PR #213, opened 2020-04-06
zowe desktop start menu keybindings

NakulManchanda:


NakulManchanda:
@1000TurquoisePogs  @aarohimshah1 
Added new shortcuts to navigate start menu with keyboard:
- CTRL+ALT+M - to open start menu
- focus switch to search bar when start menu opens, whether with mouse click or above keyboard shortcut
- then up and down key to navigate app list,
- then enter to open app
- with right arrow key, we can open right click menu, this choice has some conflict with cursor movement, but is not big problem in my opinion, open for suggestions though

Feel free to try and let me know if any feedback, thanks!

virtual-desktop/src/app/window-manager/mvd-window-manager/launchbar/launchbar-menu/launchbar-menu.component.ts
```diff
@@ -146,11 +170,108 @@ export class LaunchbarMenuComponent implements MVDHosting.LoginActionInterface{
...
+  private unMarkContextMenuPresent():void {
+    setTimeout(()=> {
+      console.log('toggle menu present');
+      this.isContextMenuPresent = false;
+    },1000)
+  }
+
+  @HostListener('keyup', ['$event'])
+  onKeyUp(event: KeyboardEvent) {
+    console.log('menu keyboard event',this.isContextMenuPresent);
```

• TASK
Everything from the line containing "- then enter to open app" through the last line above should be set down exactly; include no other lines.

• RESULT
- then enter to open app
- with right arrow key, we can open right click menu, this choice has some conflict with cursor movement, but is not big problem in my opinion, open for suggestions though

Feel free to try and let me know if any feedback, thanks!

virtual-desktop/src/app/window-manager/mvd-window-manager/launchbar/launchbar-menu/launchbar-menu.component.ts
```diff
@@ -146,11 +170,108 @@ export class LaunchbarMenuComponent implements MVDHosting.LoginActionInterface{
...
+  private unMarkContextMenuPresent():void {
+    setTimeout(()=> {
+      console.log('toggle menu present');
+      this.isContextMenuPresent = false;
+    },1000)
+  }
+
+  @HostListener('keyup', ['$event'])
+  onKeyUp(event: KeyboardEvent) {
+    console.log('menu keyboard event',this.isContextMenuPresent);
```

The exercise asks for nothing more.